L’esperienza dell’ultimo decennio ha dimostrato che ai danni non c’è fondo. Si precipita sempre più in basso. Cosa occorrerebbe fare? Non seguire la strada della rassegnazione. Occorre cercare una via che propugni iniziative, inventi soluzioni, sfidi l’irreparabile.

Non ho ricette risolutive perché non compete a me metterle in campo, ma attendere che il destino si compi non è la cura.

Insieme ai giovani vanno via i vecchi. Cercano compagnia affettiva, sicurezza medica, comodità.

Con essi la comunità perde la memoria storica, la ripetitività della tradizione, il sapore dell’identità. La vita comunitaria nell’isola diviene preda di improvvisatori che dall’altare o dalla cattedra o dal balcone impongono nuovi riti, nuovi percorsi didattici, nuove usanze.

Il nuovo? Il nuovo deve riguardare i mezzi tecnologici, le soluzioni organizzative, le procedure. Non l’anima della comunità. Questa va protetta, abbellita, valorizzata.

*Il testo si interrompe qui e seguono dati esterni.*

PR #1058, opened 2016-11-08
Hotend and bed can be preheated separately

nmaggioni:
Some heated beds take significantly longer to heat up rather than most hotends, so I often find myself turning on the former a minute or two before the latter. I guess that having the possibility to preheat a single element could benefit many users.

I created a subscreen in **Prepare > Pre Heat...**, with the options to preheat everything (as to maintain backwards compatibility, the old behavior is just one more button press away), preheat the hotend only, and preheat the bed only.

_Do you think that this could be a valuable addition to the fw?_

+ The feature was tested on my _Smoothieboard 5X v1.0a _ and [_RepRapDiscount GLCD_](http://smoothieware.org/panel#toc6).


wolfmanjm:
Thank you for your submission. I feel this is not very useful, and in fact could easily be done as a custom menu entry. I also do not like that it complicates the menu structure for no real gain.

wolfmanjm:
It can also be done with the existing temperature screen. I think duplication of functionality is not really a good idea given how short of flash we are.

arthurwolf:
If this feature can be implemented by doing a custom menu entry, please add an example for those menu entries to the wiki.

Issue #918, opened 2016-04-25
Temperatureswitch suspends working when hitting print


dintid:
Posted here after suggestions by wolfmanjm

I have learned this is expected behaviour as the code is right now, as M109/190 is supossed to suspend/stop the execution of Gcodes.
Since the switch can execute Gcodes it is under this umbrella.

**My request** is for the switches to be either exempt from the above restrictions, or the addition of a new switchtype where gcodes are not possible.

**Example:** many other system critical fan usages I'd like to use
**Desired effect by using temperature switch:** Heatsink hotend fan (Calling it HHF from now on) turns on and off when hotend thermistor reaches 50c.
**Reason:** To avoid noisy HHF unless the hotend is actually hot and to avoid forgetting to turn it on if controlled manually.

**Symptoms - unwanted behaviour**
If temperature is below 50c on hotend when I hit print, the HHF does not start untill the print itself starts. Same for FAN.
If temperature is above 50c on hotend, when I hit print, the HHF shuts off and does not start untill the print itself starts. Same for FAN.
If print is stopped, the HHF fan stops as well!

Google-Group discussion over here:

Cosa rimane dell’enorme traffico turistico che ci ha avvolto, travolto, coinvolto? Rimane il guadagno.
Ma esso come ricade nell’architettura sociale della comunità?
Migliora le comunicazioni? No.
Migliora la coesione dei gruppi sociali Porto – Le Forna? No.
Migliora le prestazioni sanitarie del Presidio medico? No.
Migliora il nostro vivere sociale? No.

Cosicché la dignità del vivere sull’isola è demandata esclusivamente alla volontà, alla disponibilità dei singoli, delle famiglie. Ciascuno in casa propria, a rimuginare quanto poteva fare e non ha fatto, a ipotizzare gli introiti dei vicini, a vigilare affinché la proprietà non sia usucapita, a tentare di mettere piede in quella grotta di cui non si è proprietari ma che è così vicina, eppoi … è abbandonata da chi sa quanti anni!

Senza futuro. Una dignità calpestata perché non si nutre di speranze, di orizzonti.

Una comunità priva di dignità perché ci è stata rubata. Anzi… abbiamo permesso che ce la rubassero.